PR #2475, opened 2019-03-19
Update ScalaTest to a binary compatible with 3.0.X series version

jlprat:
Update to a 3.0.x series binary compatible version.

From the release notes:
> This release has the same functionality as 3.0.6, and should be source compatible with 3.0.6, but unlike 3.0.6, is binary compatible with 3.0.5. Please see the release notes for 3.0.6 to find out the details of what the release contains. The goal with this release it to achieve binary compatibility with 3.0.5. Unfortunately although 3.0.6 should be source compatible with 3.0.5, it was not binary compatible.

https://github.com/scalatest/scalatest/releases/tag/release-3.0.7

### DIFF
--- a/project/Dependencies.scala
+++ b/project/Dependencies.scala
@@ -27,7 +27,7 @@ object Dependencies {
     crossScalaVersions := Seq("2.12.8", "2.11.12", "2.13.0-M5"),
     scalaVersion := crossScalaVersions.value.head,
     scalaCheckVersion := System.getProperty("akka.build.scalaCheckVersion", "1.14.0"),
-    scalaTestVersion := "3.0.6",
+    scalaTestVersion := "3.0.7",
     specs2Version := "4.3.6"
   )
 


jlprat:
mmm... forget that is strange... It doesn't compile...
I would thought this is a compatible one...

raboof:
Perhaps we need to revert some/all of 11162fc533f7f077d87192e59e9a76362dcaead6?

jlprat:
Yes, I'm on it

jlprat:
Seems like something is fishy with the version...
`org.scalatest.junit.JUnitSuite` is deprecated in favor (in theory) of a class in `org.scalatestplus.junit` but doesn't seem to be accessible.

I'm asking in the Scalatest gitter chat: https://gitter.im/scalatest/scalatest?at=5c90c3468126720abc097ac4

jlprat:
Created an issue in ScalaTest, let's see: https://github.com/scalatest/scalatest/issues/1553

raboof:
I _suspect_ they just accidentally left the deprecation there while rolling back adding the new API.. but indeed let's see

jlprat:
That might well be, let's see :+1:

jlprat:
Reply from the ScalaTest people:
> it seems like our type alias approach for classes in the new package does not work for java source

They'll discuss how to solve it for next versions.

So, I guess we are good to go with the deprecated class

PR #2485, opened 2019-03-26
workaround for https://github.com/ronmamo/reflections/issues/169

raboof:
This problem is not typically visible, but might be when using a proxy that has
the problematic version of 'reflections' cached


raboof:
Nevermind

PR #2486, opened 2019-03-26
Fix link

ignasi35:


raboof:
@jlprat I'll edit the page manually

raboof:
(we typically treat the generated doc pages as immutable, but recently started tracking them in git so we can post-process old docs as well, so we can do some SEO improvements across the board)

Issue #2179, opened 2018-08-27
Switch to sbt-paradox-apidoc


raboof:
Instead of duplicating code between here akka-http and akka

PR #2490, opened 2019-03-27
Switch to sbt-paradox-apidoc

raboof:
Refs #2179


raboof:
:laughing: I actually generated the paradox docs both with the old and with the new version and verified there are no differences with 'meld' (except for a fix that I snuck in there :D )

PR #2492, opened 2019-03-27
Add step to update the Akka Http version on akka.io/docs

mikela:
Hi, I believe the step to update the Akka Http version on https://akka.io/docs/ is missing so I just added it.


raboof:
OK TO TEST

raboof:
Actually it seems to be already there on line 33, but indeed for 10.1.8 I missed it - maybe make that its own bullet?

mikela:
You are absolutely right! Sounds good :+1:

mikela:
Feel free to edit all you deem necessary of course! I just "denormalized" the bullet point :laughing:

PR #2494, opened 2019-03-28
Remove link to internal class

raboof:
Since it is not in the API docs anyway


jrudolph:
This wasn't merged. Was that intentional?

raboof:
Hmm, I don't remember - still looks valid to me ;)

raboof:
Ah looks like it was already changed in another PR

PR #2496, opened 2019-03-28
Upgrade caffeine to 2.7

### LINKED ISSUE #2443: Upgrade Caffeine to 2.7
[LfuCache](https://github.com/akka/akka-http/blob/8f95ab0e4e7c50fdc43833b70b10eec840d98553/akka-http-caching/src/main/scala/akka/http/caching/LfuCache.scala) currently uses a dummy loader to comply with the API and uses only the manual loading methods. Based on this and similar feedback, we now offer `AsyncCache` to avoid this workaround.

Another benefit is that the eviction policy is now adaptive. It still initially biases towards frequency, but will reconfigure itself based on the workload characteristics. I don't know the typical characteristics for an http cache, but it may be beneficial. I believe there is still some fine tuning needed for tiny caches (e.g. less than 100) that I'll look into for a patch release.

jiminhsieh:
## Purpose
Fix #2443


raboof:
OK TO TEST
---
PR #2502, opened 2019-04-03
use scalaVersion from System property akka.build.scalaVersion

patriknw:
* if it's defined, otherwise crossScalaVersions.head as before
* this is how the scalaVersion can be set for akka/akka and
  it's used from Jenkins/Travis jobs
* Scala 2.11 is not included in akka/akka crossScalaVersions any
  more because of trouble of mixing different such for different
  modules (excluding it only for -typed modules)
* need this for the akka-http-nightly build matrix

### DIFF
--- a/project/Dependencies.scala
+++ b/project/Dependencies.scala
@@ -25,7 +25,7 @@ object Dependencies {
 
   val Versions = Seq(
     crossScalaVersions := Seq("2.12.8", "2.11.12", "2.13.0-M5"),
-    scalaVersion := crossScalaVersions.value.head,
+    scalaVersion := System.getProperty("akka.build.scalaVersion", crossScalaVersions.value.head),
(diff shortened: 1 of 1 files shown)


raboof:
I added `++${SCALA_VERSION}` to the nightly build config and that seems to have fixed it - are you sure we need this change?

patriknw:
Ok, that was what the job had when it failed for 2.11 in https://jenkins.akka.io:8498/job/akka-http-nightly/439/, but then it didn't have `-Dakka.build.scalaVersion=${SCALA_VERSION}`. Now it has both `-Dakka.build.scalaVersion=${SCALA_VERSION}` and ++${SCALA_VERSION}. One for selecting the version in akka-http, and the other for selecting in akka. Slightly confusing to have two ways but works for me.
==
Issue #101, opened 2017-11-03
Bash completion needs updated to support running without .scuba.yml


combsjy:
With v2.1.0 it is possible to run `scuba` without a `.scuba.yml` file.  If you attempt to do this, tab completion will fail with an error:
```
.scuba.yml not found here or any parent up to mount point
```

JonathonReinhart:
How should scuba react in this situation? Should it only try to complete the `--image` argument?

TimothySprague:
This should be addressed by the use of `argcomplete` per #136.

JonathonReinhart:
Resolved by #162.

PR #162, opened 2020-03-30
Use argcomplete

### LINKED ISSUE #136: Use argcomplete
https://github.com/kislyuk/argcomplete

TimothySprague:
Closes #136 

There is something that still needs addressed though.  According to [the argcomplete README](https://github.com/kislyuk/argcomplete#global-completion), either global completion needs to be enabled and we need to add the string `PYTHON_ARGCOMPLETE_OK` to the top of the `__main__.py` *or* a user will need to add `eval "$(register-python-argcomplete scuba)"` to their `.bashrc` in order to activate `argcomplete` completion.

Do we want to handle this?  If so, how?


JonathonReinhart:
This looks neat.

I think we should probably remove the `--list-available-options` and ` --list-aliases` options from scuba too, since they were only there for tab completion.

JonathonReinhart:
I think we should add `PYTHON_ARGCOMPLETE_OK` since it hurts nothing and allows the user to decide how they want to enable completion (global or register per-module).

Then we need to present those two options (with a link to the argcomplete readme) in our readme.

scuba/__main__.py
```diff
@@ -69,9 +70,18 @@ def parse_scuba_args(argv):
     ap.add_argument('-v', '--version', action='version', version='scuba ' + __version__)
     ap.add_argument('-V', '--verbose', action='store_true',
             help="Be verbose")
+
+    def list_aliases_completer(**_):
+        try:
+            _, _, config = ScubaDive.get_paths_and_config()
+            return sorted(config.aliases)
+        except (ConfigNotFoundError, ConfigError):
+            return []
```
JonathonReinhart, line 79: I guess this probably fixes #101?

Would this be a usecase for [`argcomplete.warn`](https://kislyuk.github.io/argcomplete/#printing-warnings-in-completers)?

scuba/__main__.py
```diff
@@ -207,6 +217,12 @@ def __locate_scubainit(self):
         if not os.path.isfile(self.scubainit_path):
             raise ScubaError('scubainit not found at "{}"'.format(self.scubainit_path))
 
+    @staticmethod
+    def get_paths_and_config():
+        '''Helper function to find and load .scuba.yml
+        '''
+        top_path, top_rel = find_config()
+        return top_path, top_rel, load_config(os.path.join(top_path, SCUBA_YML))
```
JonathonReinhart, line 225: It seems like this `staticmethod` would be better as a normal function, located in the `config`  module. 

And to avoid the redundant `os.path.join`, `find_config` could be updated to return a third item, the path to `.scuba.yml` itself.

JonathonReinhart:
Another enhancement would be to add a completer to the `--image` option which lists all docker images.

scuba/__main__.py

TASK DETAILS: The expected answer holds each line from the listing above where the string "issues" is present.

ANSWER:
Created an issue in ScalaTest, let's see: https://github.com/scalatest/scalatest/issues/1553
workaround for https://github.com/ronmamo/reflections/issues/169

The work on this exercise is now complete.